**Work task**
Whatever appears in the entries must be given again exactly.

[Stored items]
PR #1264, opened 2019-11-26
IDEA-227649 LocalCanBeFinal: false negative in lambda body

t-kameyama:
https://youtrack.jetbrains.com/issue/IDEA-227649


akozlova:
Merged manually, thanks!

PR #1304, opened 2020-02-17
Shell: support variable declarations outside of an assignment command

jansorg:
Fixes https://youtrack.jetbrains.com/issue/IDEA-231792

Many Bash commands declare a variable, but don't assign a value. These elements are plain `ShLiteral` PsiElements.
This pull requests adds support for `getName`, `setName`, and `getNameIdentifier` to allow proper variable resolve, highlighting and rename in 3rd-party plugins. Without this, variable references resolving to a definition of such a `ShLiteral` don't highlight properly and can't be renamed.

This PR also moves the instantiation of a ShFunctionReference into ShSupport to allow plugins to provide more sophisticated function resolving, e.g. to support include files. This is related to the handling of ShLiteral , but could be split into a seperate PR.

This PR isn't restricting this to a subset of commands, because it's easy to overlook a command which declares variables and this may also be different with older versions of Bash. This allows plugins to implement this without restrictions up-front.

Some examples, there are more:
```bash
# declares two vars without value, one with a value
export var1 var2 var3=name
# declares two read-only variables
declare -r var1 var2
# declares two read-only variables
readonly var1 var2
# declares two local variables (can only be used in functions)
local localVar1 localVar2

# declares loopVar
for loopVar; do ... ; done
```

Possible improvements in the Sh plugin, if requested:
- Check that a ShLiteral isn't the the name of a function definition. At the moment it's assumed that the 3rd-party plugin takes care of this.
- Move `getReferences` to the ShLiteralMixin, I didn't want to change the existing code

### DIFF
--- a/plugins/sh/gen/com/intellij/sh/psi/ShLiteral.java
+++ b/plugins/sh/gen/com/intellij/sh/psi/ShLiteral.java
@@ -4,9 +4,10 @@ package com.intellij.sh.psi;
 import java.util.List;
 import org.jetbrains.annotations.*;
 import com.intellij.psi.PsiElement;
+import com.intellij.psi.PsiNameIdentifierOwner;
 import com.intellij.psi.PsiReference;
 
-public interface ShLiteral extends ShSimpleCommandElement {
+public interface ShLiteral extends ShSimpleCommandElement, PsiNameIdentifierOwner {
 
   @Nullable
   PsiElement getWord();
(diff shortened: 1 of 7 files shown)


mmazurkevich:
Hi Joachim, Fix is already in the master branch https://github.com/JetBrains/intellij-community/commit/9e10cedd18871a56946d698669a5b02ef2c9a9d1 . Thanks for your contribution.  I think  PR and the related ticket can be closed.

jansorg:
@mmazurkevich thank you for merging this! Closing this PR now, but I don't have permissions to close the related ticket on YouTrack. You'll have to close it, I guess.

**Output of the exercise**
PR #1264, opened 2019-11-26
IDEA-227649 LocalCanBeFinal: false negative in lambda body

t-kameyama:
https://youtrack.jetbrains.com/issue/IDEA-227649


akozlova:
Merged manually, thanks!

PR #1304, opened 2020-02-17
Shell: support variable declarations outside of an assignment command

jansorg:
Fixes https://youtrack.jetbrains.com/issue/IDEA-231792

Many Bash commands declare a variable, but don't assign a value. These elements are plain `ShLiteral` PsiElements.
This pull requests adds support for `getName`, `setName`, and `getNameIdentifier` to allow proper variable resolve, highlighting and rename in 3rd-party plugins. Without this, variable references resolving to a definition of such a `ShLiteral` don't highlight properly and can't be renamed.

This PR also moves the instantiation of a ShFunctionReference into ShSupport to allow plugins to provide more sophisticated function resolving, e.g. to support include files. This is related to the handling of ShLiteral , but could be split into a seperate PR.

This PR isn't restricting this to a subset of commands, because it's easy to overlook a command which declares variables and this may also be different with older versions of Bash. This allows plugins to implement this without restrictions up-front.

Some examples, there are more:
```bash
# declares two vars without value, one with a value
export var1 var2 var3=name
# declares two read-only variables
declare -r var1 var2
# declares two read-only variables
readonly var1 var2
# declares two local variables (can only be used in functions)
local localVar1 localVar2

# declares loopVar
for loopVar; do ... ; done
```

Possible improvements in the Sh plugin, if requested:
- Check that a ShLiteral isn't the the name of a function definition. At the moment it's assumed that the 3rd-party plugin takes care of this.
- Move `getReferences` to the ShLiteralMixin, I didn't want to change the existing code

### DIFF
--- a/plugins/sh/gen/com/intellij/sh/psi/ShLiteral.java
+++ b/plugins/sh/gen/com/intellij/sh/psi/ShLiteral.java
@@ -4,9 +4,10 @@ package com.intellij.sh.psi;
 import java.util.List;
 import org.jetbrains.annotations.*;
 import com.intellij.psi.PsiElement;
+import com.intellij.psi.PsiNameIdentifierOwner;
 import com.intellij.psi.PsiReference;
 
-public interface ShLiteral extends ShSimpleCommandElement {
+public interface ShLiteral extends ShSimpleCommandElement, PsiNameIdentifierOwner {
 
   @Nullable
   PsiElement getWord();
(diff shortened: 1 of 7 files shown)


mmazurkevich:
Hi Joachim, Fix is already in the master branch https://github.com/JetBrains/intellij-community/commit/9e10cedd18871a56946d698669a5b02ef2c9a9d1 . Thanks for your contribution.  I think  PR and the related ticket can be closed.

jansorg:
@mmazurkevich thank you for merging this! Closing this PR now, but I don't have permissions to close the related ticket on YouTrack. You'll have to close it, I guess.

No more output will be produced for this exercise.